Volker Sammann und Juniorchef Justin Sammann vor dem Tresen der Bäckerei, die sie vollständig umbauen ließen. An diesem Donnerstag soll neu eröffnet werden.
Die Plätze im Café sind bewusst unterschiedlich gestaltet. Für Eilige finden sich gleich vornean Bistrotische, für Gemütliche stehen weiter hinten Cocktailsessel und ein kleines Sofa. Über dem Zweisitzer hängen Bilder von vergangenen Zeiten. Die Schwarzweiß-Fotos zeigen Jacobs’ Backstube und außerdem Seiten aus handgeschriebenen Rezeptbüchern. Auch eine alte Tür aus der früheren Backstube kommt hier zu neuen Ehren. Aufgearbeitet und hellblau lackiert soll sie den Gästen fortan als Garderobe dienen.
Neben Brot- und Tortenspezialitäten wollen Sammanns im SAM auch mit herzhaften Snacks punkten. Außerdem soll sich ein Angebot, das sich bereits in Horn-Lehe zu einer festen Größe gemausert habe, nun auch in Schwachhausen etablieren: das Frühstück. „Das wird im Mühlenviertel inzwischen außerordentlich gut angenommen“, erzählt Justin Sammann.
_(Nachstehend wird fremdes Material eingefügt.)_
PR #3758, opened 2026-04-08
chore: deprecate legacy Builder API

### LINKED ISSUE #3635: Deprecation of the legacy `Builder` API
In the Fresh docs [the `Builder` API is described as "legacy"](https://fresh.deno.dev/docs/advanced/builder).

> The Builder class was used during the alpha phase of Fresh 2 before the Fresh vite plugin was released. You can skip this page if you’re using vite.

Does it make sense to deprecate this API officially, to discourage new users from this API? It might make sense also to update the OPTIONS when using `@fresh/init` to mention that the `--builder` is legacy, or deprecated if that route is chosen.

```
    --builder    (Legacy) Setup with builder instead of vite
```

I think that unless there's any blockers with the Vite plugin, it's better to deprecate ASAP, to clearly signal that this path should be moved away from.

## Deprecations

If it makes sense to deprecate, I think these are the public API's that should add `@deprecated` JSDoc:

- `@fresh/core/dev` - All public exports
  - `Builder` and all related types
- `@fresh/plugin-tailwind` - All public exports, since this plugin is only used with `Builder`
- `@fresh/plugin-tailwind-v1` - All public exports, since this plugin is only used with `Builder`

In addition, to make it clearer that this is not recommended for new projects, maybe add the following:

- A warning message if `--builder` is used with `@fresh/init`
- Update the option text for `--builder` to mark it as deprecated

bartlomieju:
## Summary
- Adds `@deprecated` JSDoc tags to all public exports from `@fresh/core/dev` (Builder, BuildOptions, ResolvedBuildConfig, OnTransformArgs, OnTransformOptions, TransformFn)
- Adds `@deprecated` JSDoc tags to `@fresh/plugin-tailwind` and `@fresh/plugin-tailwind-v3` exports
- Updates `--builder` flag in `@fresh/init` help text to show "(Deprecated)"
- Prints a warning when `--builder` flag is used during init

All deprecation notices point users to the Vite plugin as the replacement.

Closes #3635

## Test plan
- [ ] Verify IDE shows deprecation strikethrough on `Builder`, `BuildOptions`, etc. when imported from `fresh/dev`
- [ ] Run `deno run -A jsr:@fresh/init --builder .` and verify deprecation warning is printed
- [x] Type checks pass

### DIFF
--- a/packages/fresh/src/dev/builder.ts
+++ b/packages/fresh/src/dev/builder.ts
@@ -109,6 +109,10 @@ export type ResolvedBuildConfig = Required<Omit<BuildOptions, "sourceMap">> & {
   sourceMap?: FreshBundleOptions["sourceMap"];
 };
 
+/**
+ * @deprecated Use the Vite plugin (`@fresh/plugin-vite`) instead.
+ * The Builder class will be removed in a future version of Fresh.
+ */
 // deno-lint-ignore no-explicit-any
 export class Builder<State = any> {
   #transformer: FileTransformer;
--- a/packages/fresh/src/dev/mod.ts
+++ b/packages/fresh/src/dev/mod.ts
@@ -1,10 +1,25 @@
-export {
-  Builder,
-  type BuildOptions,
-  type ResolvedBuildConfig,
-} from "./builder.ts";
-export {
-  type OnTransformArgs,
-  type OnTransformOptions,
-  type TransformFn,
-} from "./file_transformer.ts";
+/**
+ * @deprecated Use the Vite plugin (`@fresh/plugin-vite`) instead.
+ * The Builder API will be removed in a future version of Fresh.
+ */
+export { Builder } from "./builder.ts";
+/**
+ * @deprecated Use the Vite plugin (`@fresh/plugin-vite`) instead.
+ */
+export type { BuildOptions } from "./builder.ts";
+/**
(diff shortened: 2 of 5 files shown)


lunadogbot (approved):
Scope is clean: JSDoc `@deprecated` on `Builder`, the five re-exported types, both Tailwind `tailwind()` entrypoints, and a runtime warning + help-text marker for `--builder` in `@fresh/init`. Lockfile untouched. Closes #3635. CI green; the failing `deploy/deno/fresh` preview is unrelated to a docstring/console-warn change and the sibling `deploy/deno/denoland-fresh` deploy is green.

One thing worth a follow-up: `www/dev.ts:3` and `packages/init/src/init.ts:559` still `import { Builder } from "fresh/dev"`, so the docs site and the init scaffolder will themselves emit deprecation warnings in IDEs after this lands. The init.ts import is required by the `--builder` codegen path so that one can stay; `www/` is the natural candidate to migrate next (or `// deno-lint-ignore deprecation` if migration is deferred).

- nit: the runtime warning at `packages/init/src/init.ts:148` says "Use Vite instead (the default)" but doesn't point at the migration docs — a link would save users a search.
- nit: the test-plan items in the PR body are unchecked; worth running `deno run -A jsr:@fresh/init --builder .` once before merging to confirm the warning renders the way you want.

Damit die Schwachhauser Stamm-Kundschaft künftig nicht auf lieb gewonnene Spezialitäten verzichten muss, hat Heiko Jacobs den neuen Betreibern eine Auswahl seiner besten Rezepte zur Verfügung gestellt. „Bei Bedarf liefere ich auch gerne noch mehr“, betont er. Sammanns freut das. Bestimmt werde der eine oder andere Klassiker ins Programm mit aufgenommen werden. Dabei komme man am unangefochtenen Verkaufsschlager seit 1952 nur schwerlich vorbei: der Prinz-of-Wales-Torte.